WHAT THIS TASK INVOLVES>
All entries below are to be set down again exactly as given.

Dataset entries:
———
PR #56, opened 2023-03-04
[X - Rule] VAL-186 - Add passed rule reporting functionality

JTurbakiewicz:


features/environment.py
```diff
@@ -14,7 +14,7 @@ def before_feature(context, feature):
     # between features so we need to preserve only the bottom two stack
     # frames when beginning a new feature.
     context._stack = context._stack[-2:]
-    
+    context.error_on_passed_rule = '--tags=-error_on_passed_rule' in sys.argv
```
aothms, line 17: I think we should use `--input` for this rather than `--tags`.

main.py
```diff
@@ -45,22 +50,21 @@ def run(filename, instance_as_str=True, rule_type=RuleType.ALL):
...
     # If this is a test file from the repository filter only the relevant scenarios
     feature_filter = []
-    try:    
+    try:
         rule_code = os.path.basename(filename).split('-')[1].strip().upper()
         if re.match(r'[A-Z]{3}[0-9]{3}', rule_code):
             feature_filter = ["-i", rule_code]
     except Exception as e:
         print(e)
+    proc = subprocess.run([sys.executable, "-m", "behave", *feature_filter, *tag_filter, "--tags=-run_through_pytest", "--define", f"input={os.path.abspath(filename)}", "-f", "json", "-o", jsonfn], cwd=cwd, capture_output=True)
```
aothms, line 66: I think we should use `--input` for this rather than `--tags`.

main.py
```diff
@@ -36,6 +40,7 @@ def do_try(fn, default=None):
         traceback.print_exc()
         return default
 
+
 def run(filename, instance_as_str=True, rule_type=RuleType.ALL):
```
aothms, line 44: I think rather than filtering later on 'Rule disabled' and 'Rule passed'. I'd rather have keyword arguments here, `include_disabled=False, include_passed=False`. Maybe not for now though, what do you think?

aothms (changes requested):

main.py
JTurbakiewicz: Yes, that would be cleaner for sure. 
I'll add this in a batch with passed rules cleanup (including variable naming change, better messages, and stuff like that).

features/environment.py
JTurbakiewicz: I am not sure if I get that 100%. As I understood it, `input` is the file path, so something that can be exactly the same, whether we use Gherkin as a script or as a test_main.py / validation repo. How do we recognize which instance invoked the script by `input`?

The --tags was an idea since it uses the negative tag functionality. That way it's "invisible" in the feature files, feature file devs don't need to think about it, but nonetheless, it explicitly defines the expected behavior.

aothms: Sorry I meant `--define` for passing arbitrary variables to behave rather than tags which have a specific meaning already. You're now relying on the fact that we don't (ok, and will not have) error_on_passed_rule as a regular tag. But using --define would be more pure I'd say.

We use --define for specifying `input` [0] hence my confusing. Thanks for asking.

[0] https://github.com/buildingSMART/ifc-gherkin-rules/blob/main/main.py#L62

Issue #17, opened 2022-12-06
Typo


ciro-vendrame:
https://github.com/buildingSMART/ifc-gherkin-rules/blob/81b07c03b8c9726b4c0b580eb0efd63c1899ab2e/features/ALB002_Alignment-layout.feature#L52-L59

In these Scenarios the word "horizontal" in the agreement statement should be replaced by "vertical" and "cant" respectively

Ghesselink:
Fixed in https://github.com/buildingSMART/ifc-gherkin-rules/pull/6/commits/66f3c3c4c014422b1816bfd077ed089798ed1dc2

PR #57, opened 2023-03-14
RI14_Alignment-cant-shape-representation

JTurbakiewicz:


features/steps/thens/attributes.py
```diff
@@ -73,3 +73,31 @@ def _():
     misc.handle_errors(context, list(_()))
 
 
+@then('The type of attribute {attribute} must be {value}')
```
pjanck, line 76: Discussion needed: how is this function different from the one in line 64-73? What is the difference between 'must' and 'should', if any in this context?

features/steps/thens/attributes.py
```diff
@@ -73,3 +73,31 @@ def _():
...
+def step_impl(context, attribute, value):
+    if getattr(context, 'applicable', True):
+        errors = []
+        for instance in context.instances:
+            if isinstance(instance, tuple):
+                attribute_value = getattr(instance[0], attribute, 'Attribute not found')
+            else:
+                attribute_value = getattr(instance, attribute, 'Attribute not found')
+
+            if attribute_value != value:
```
pjanck, line 99: How does this behave with different underlying types (e.g. int, string, instance)?

pjanck (changes requested):

features/steps/thens/attributes.py
```diff
@@ -61,43 +61,31 @@ def step_impl(context, entity, other_entity):
...
 
 
-@then('The type of attribute {attribute} should be {expected_entity_type}')
+@then('The type of attribute {attribute} must be {expected_entity_type}')
 def step_impl(context, attribute, expected_entity_type):
 
     def _():
         for inst in context.instances:
+            if isinstance(inst, tuple):
+                inst = inst[0]
```
pjanck, line 70: Just curious: What does this do?

JTurbakiewicz: The `@given('Its attribute {attribute}')` given uses the below line in order to setup the scope for the following `@thens`
https://github.com/buildingSMART/ifc-gherkin-rules/blob/main/features/steps/givens/attributes.py#L51

It returns either an attribute or an attribute wrapped in tuple/list. In this example it returns for example:

Captured stdout:
(#518=IfcShapeRepresentation(#17,'Axis','Curve3D',(#383)),)

So the above is unpacked from the touple.

features/steps/thens/attributes.py
JTurbakiewicz: `@then('The value of attribute {attribute} must be {value}')`

`{value}` is casted to a string by behave parser. For the purposes of the rules currently developed that's ok. 
For general purpose it's more complex, but I think it's very difficult to introduce type checks without assuming the .feature file writer is familiar with types.

PR #61, opened 2023-04-21
[V - Updated] Small fixes

Ghesselink:
Continuation of https://github.com/buildingSMART/ifc-gherkin-rules/pull/42

The following is added:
———
TASK RESULT>
PR #56, opened 2023-03-04
[X - Rule] VAL-186 - Add passed rule reporting functionality

JTurbakiewicz:


features/environment.py
```diff
@@ -14,7 +14,7 @@ def before_feature(context, feature):
     # between features so we need to preserve only the bottom two stack
     # frames when beginning a new feature.
     context._stack = context._stack[-2:]
-    
+    context.error_on_passed_rule = '--tags=-error_on_passed_rule' in sys.argv
```
aothms, line 17: I think we should use `--input` for this rather than `--tags`.

main.py
```diff
@@ -45,22 +50,21 @@ def run(filename, instance_as_str=True, rule_type=RuleType.ALL):
...
     # If this is a test file from the repository filter only the relevant scenarios
     feature_filter = []
-    try:    
+    try:
         rule_code = os.path.basename(filename).split('-')[1].strip().upper()
         if re.match(r'[A-Z]{3}[0-9]{3}', rule_code):
             feature_filter = ["-i", rule_code]
     except Exception as e:
         print(e)
+    proc = subprocess.run([sys.executable, "-m", "behave", *feature_filter, *tag_filter, "--tags=-run_through_pytest", "--define", f"input={os.path.abspath(filename)}", "-f", "json", "-o", jsonfn], cwd=cwd, capture_output=True)
```
aothms, line 66: I think we should use `--input` for this rather than `--tags`.

main.py
```diff
@@ -36,6 +40,7 @@ def do_try(fn, default=None):
         traceback.print_exc()
         return default
 
+
 def run(filename, instance_as_str=True, rule_type=RuleType.ALL):
```
aothms, line 44: I think rather than filtering later on 'Rule disabled' and 'Rule passed'. I'd rather have keyword arguments here, `include_disabled=False, include_passed=False`. Maybe not for now though, what do you think?

aothms (changes requested):

main.py
JTurbakiewicz: Yes, that would be cleaner for sure. 
I'll add this in a batch with passed rules cleanup (including variable naming change, better messages, and stuff like that).

features/environment.py
JTurbakiewicz: I am not sure if I get that 100%. As I understood it, `input` is the file path, so something that can be exactly the same, whether we use Gherkin as a script or as a test_main.py / validation repo. How do we recognize which instance invoked the script by `input`?

The --tags was an idea since it uses the negative tag functionality. That way it's "invisible" in the feature files, feature file devs don't need to think about it, but nonetheless, it explicitly defines the expected behavior.

aothms: Sorry I meant `--define` for passing arbitrary variables to behave rather than tags which have a specific meaning already. You're now relying on the fact that we don't (ok, and will not have) error_on_passed_rule as a regular tag. But using --define would be more pure I'd say.

We use --define for specifying `input` [0] hence my confusing. Thanks for asking.

[0] https://github.com/buildingSMART/ifc-gherkin-rules/blob/main/main.py#L62

Issue #17, opened 2022-12-06
Typo


ciro-vendrame:
https://github.com/buildingSMART/ifc-gherkin-rules/blob/81b07c03b8c9726b4c0b580eb0efd63c1899ab2e/features/ALB002_Alignment-layout.feature#L52-L59

In these Scenarios the word "horizontal" in the agreement statement should be replaced by "vertical" and "cant" respectively

Ghesselink:
Fixed in https://github.com/buildingSMART/ifc-gherkin-rules/pull/6/commits/66f3c3c4c014422b1816bfd077ed089798ed1dc2

PR #57, opened 2023-03-14
RI14_Alignment-cant-shape-representation

JTurbakiewicz:


features/steps/thens/attributes.py
```diff
@@ -73,3 +73,31 @@ def _():
     misc.handle_errors(context, list(_()))
 
 
+@then('The type of attribute {attribute} must be {value}')
```
pjanck, line 76: Discussion needed: how is this function different from the one in line 64-73? What is the difference between 'must' and 'should', if any in this context?

features/steps/thens/attributes.py
```diff
@@ -73,3 +73,31 @@ def _():
...
+def step_impl(context, attribute, value):
+    if getattr(context, 'applicable', True):
+        errors = []
+        for instance in context.instances:
+            if isinstance(instance, tuple):
+                attribute_value = getattr(instance[0], attribute, 'Attribute not found')
+            else:
+                attribute_value = getattr(instance, attribute, 'Attribute not found')
+
+            if attribute_value != value:
```
pjanck, line 99: How does this behave with different underlying types (e.g. int, string, instance)?

pjanck (changes requested):

features/steps/thens/attributes.py
```diff
@@ -61,43 +61,31 @@ def step_impl(context, entity, other_entity):
...
 
 
-@then('The type of attribute {attribute} should be {expected_entity_type}')
+@then('The type of attribute {attribute} must be {expected_entity_type}')
 def step_impl(context, attribute, expected_entity_type):
 
     def _():
         for inst in context.instances:
+            if isinstance(inst, tuple):
+                inst = inst[0]
```
pjanck, line 70: Just curious: What does this do?

JTurbakiewicz: The `@given('Its attribute {attribute}')` given uses the below line in order to setup the scope for the following `@thens`
https://github.com/buildingSMART/ifc-gherkin-rules/blob/main/features/steps/givens/attributes.py#L51

It returns either an attribute or an attribute wrapped in tuple/list. In this example it returns for example:

Captured stdout:
(#518=IfcShapeRepresentation(#17,'Axis','Curve3D',(#383)),)

So the above is unpacked from the touple.

features/steps/thens/attributes.py
JTurbakiewicz: `@then('The value of attribute {attribute} must be {value}')`

`{value}` is casted to a string by behave parser. For the purposes of the rules currently developed that's ok. 
For general purpose it's more complex, but I think it's very difficult to introduce type checks without assuming the .feature file writer is familiar with types.

PR #61, opened 2023-04-21
[V - Updated] Small fixes

Ghesselink:
Continuation of https://github.com/buildingSMART/ifc-gherkin-rules/pull/42

The following is added:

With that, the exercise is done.